If all attributes (or items fields, or data members) of a java collection are thread-safe (CopyOnWriteArraySet,ConcurrentHashMap, BlockingQueue, ...), can we say that this collection is thread-safe ?
an exemple :
public class AmIThreadSafe {
private CopyOnWriteArraySet thradeSafeAttribute;
public void add(Object o) {
thradeSafeAttribute.add(o);
}
public void clear() {
thradeSafeAttribute.clear();
}
}
in this sample can we say that AmIThreadSafe is thread-safe ?
Assuming by "attributes" you mean "what the collection holds", then no. Just because the Collection holds thread-safe items does not mean that the Collection's implementation implements add(), clear(), remove(), etc., in a thread-safe manner.
Short answer: No.
Slightly longer answer: because add() and clear() are not in any way synchronized, and HashSet isn't itself synchronized, it's possible for multiple threads to be in them at the same time.
Edit following comment: Ah. Now the short answer is Yes, sorta. :)
The reason for the "sorta" (American slang meaning partially, btw) is that it's possible for two operations to be atomically safe, but to be unsafe when used in combination to make a compound operation.
In your given example, where only add() and clear() are supported, this can't happen.
But in a more complete class, where we would have more of the Collection interface, imagine a caller who needs to add an entry to the set iff the set has no more than 100 entries already.
This caller would want to write a method something like this:
void addIfNotOverLimit (AmIThreadSafe set, Object o, int limit) {
if (set.size() < limit) // ## thread-safe call 1
set.add(o); // ## thread-safe call 2
}
The problem is that while each call is itself threadsafe, two threads could be in addIfNotOverLimit (or for that matter, adding through another method altogether), and so threads A would call size() and get 99, and then call add(), but before that happens, it could be interrupted, and thread B could then add an entry, and now the set would be over its limit.

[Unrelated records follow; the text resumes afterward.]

PR #1501, opened 2022-07-15
WIP: Fix/tests with sharders sync fix

fabioDMFerreira:
Check whether sharder sync fixes no-view-change.fault-tolerance tests


fabioDMFerreira:
This was only an experiment to check whether sharder sync changes have fixed some tests. They did!

PR #1521, opened 2022-07-22
new free allocation mint logic

dabasov:
## Fixes
Minted tokens are defined with `free_allocation_settings.mint_amount` setting. This amount will be split by `free_allocation_settings.read_pool_fraction` between read and write pools and minted to the recipient of free_storage


code/go/0chain.net/smartcontract/storagesc/free_allocation.go
```diff
@@ -264,22 +264,24 @@ func (ssc *StorageSmartContract) freeAllocationRequest(
 			"marshal request: %v", err)
 	}
 
-	assigner.CurrentRedeemed += txn.Value
-	fTxnVal, err := txn.Value.Float64()
+	totalMint, _ := currency.ParseZCN(conf.FreeAllocationSettings.MintAmount)
```
peterlimg: We'd better check the error and return if any in case the conf.FreeAllocationSetting is invalid

code/go/0chain.net/smartcontract/storagesc/free_allocation.go
```diff
@@ -264,22 +264,24 @@ func (ssc *StorageSmartContract) freeAllocationRequest(
...
+	assigner.CurrentRedeemed += totalMint
+
 	if err != nil {
 		return "", common.NewErrorf("free_allocation_failed", "converting transaction value to float: %v", err)
 	}
-	readPoolTokens, err := currency.Float64ToCoin(fTxnVal * conf.FreeAllocationSettings.ReadPoolFraction)
+	f, _ := totalMint.Float64()
```
peterlimg: Check the error please

docker.local/config/sc.yaml
```diff
@@ -139,21 +139,19 @@ smart_contracts:
...
     free_allocation_settings:
-      # the free payment is split between read and write pool in the ratio
-      # read_pool_fraction : (1-read_pool_fraction)
-      read_pool_fraction: 0.2
-      data_shards: 10
-      parity_shards: 5
-      size: 10000000000
+      data_shards: 2
       duration: 50h
+      max_challenge_completion_time: 1m
```
peterlimg: This max_challenge_completion_time is not being used, we can remove it.

docker.local/config/sc.yaml
```diff
@@ -139,21 +139,19 @@ smart_contracts:
...
+      parity_shards: 2
```
peterlimg, line 142: Let's move the parity_shards above to make it closer to the data_shards.

peterlimg (changes requested):

docker.local/config/sc.yaml
ssardana08: @peterlimg max_challenge_completion_time is the cct set. it's the cct set for all blobbers..

dabasov: yeah thanks, got it

code/go/0chain.net/smartcontract/storagesc/free_allocation.go
```diff
@@ -264,13 +264,19 @@ func (ssc *StorageSmartContract) freeAllocationRequest(
...
 
-	totalMint, _ := currency.ParseZCN(conf.FreeAllocationSettings.MintAmount)
+	totalMint, err := currency.ParseZCN(conf.FreeAllocationSettings.MintAmount)
+	if err != nil {
+		return "", err
+	}
 	assigner.CurrentRedeemed += totalMint
 
 	if err != nil {
 		return "", common.NewErrorf("free_allocation_failed", "converting transaction value to float: %v", err)
```
peterlimg: redundant err check, we have checked above

peterlimg (changes requested):

code/go/0chain.net/smartcontract/storagesc/allocation.go
```diff
@@ -954,7 +953,7 @@ func (sc *StorageSmartContract) reduceAllocation(
 
 	// lock tokens if this transaction provides them
 	if txn.Value > 0 {
-		if err = alloc.addToWritePool(txn, false, balances); err != nil {
+		if err = alloc.addToWritePool(txn, txn.Value, balances); err != nil {
```
peterlimg: This will mint `txn.Value` new tokens, is this intended?, otherwise, we might need to refactor the `addToWritePool` to make it hard to be misused. So perhaps use optional function var, use it explicitly to mint when needed. For example,

```go
// when no need to min token
addToWriteTool(txn, balances)

// when need to mint token
addToWriteTool(txn, balances, OptionMintToken(token))
```

peterlimg (changes requested):

peterlimg (approved):
lgtm

PR #1547, opened 2022-07-31
hotfix failing tests

dabasov:
## Fixes
broken tests


lawRathod:
I have created a PR https://github.com/0chain/system_test/pull/365 to update system tests which is in need of review.

peterlimg:
The `expiration < 0` checking is commented out in staging, so we don't need this PR to do it again. Anyway, we will add it back with tests fixed.

PR #1562, opened 2022-08-03
remove invalid transactions on block finalization

dabasov:


code/go/0chain.net/chaincore/transaction/worker.go
```diff
@@ -91,8 +91,45 @@ func RemoveFromPool(ctx context.Context, txns []datastore.Entity) {
...
+			current, ok := qe.(*Transaction)
+			if !ok {
+				logging.Logger.Error("generate block (invalid entity)", zap.Any("entity", qe))
+				return true
+			}
+
+			list := mappedTxns[txn.GetKey()]
+			for _, fromList := range list {
+				if fromList.GetKey() == current.GetKey() {
+					if current.Nonce <= fromList.Nonce {
```
peterlimg: The txn.GetKey() returns the transaction hash, so the nonce would always be the same as they are the same transaction.

peterlimg (changes requested):

code/go/0chain.net/chaincore/transaction/worker.go
```diff
@@ -91,8 +91,45 @@ func RemoveFromPool(ctx context.Context, txns []datastore.Entity) {
...
+	var past []datastore.Entity
+	err := transactionEntityMetadata.GetStore().IterateCollection(cctx, transactionEntityMetadata, collectionName,
+		func(ctx context.Context, qe datastore.CollectionEntity) bool {
+			current, ok := qe.(*Transaction)
+			if !ok {
+				logging.Logger.Error("generate block (invalid entity)", zap.Any("entity", qe))
+				return true
+			}
+
+			list := mappedTxns[txn.GetKey()]
```
peterlimg: Seems the `txn` is an empty transaction, so I think the list is empty too.

code/go/0chain.net/chaincore/transaction/worker.go
```diff
@@ -91,8 +91,45 @@ func RemoveFromPool(ctx context.Context, txns []datastore.Entity) {
...
 
+	logging.Logger.Debug("cleaning invalid transactions")
+	mappedTxns := make(map[string][]*Transaction)
+	for _, e := range txns {
+		blockTx, ok := e.(*Transaction)
+		if !ok {
+			logging.Logger.Error("generate block (invalid entity)", zap.Any("entity", e))
+			continue
+		}
+		mappedTxns[blockTx.GetKey()] = append(mappedTxns[blockTx.GetKey()], blockTx)
```
peterlimg: What's the mappedTxns key, seems it's txn hash, but perhaps should be client id.

peterlimg (dismissed):

boddumanohar (approved):
LGTM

Moral? Compound operations make the definition of 'thread safe' more complex.
No, because the state of an object is the "sum" of all of its attributes.
for instance, you could have 2 thread-safe collections as attributes in your object. additionally, your object could depend on some sort of correlation between these 2 collections (e.g. if an object is in 1 collection, it is in the other collection, and vice versa). simply using 2 thread-safe collections will not ensure that that correlation is true at all points in time. you would need additional concurrency control in your object to ensure that this constraint holds across the 2 collections.
since most non-trivial objects have some type of correlation relationship across their attributes, using thread-safe collections as attributes is not sufficient to make an object thread-safe.
What is thread safety?
Thread safety simply means that the
fields of an object or class always
maintain a valid state, as observed by
other objects and classes, even when
used concurrently by multiple threads.
A thread-safe object is one that
always maintains a valid state, as
observed by other classes and objects,
even in a multithreaded environment.
According to the API documentation, you have to use this function to ensure thread-safety:
synchronizedCollection(Collection c)
Returns a synchronized (thread-safe) collection
backed by the specified collection
Reading that, it is my opinion that you have to use the above function to ensure a thread-safe Collection. However, you do not have to use them for all Collections and there are faster Collections that are thread-safe such as ConcurrentHashMap. The underlying nature of CopyOnWriteArraySet ensures thread-safe operations.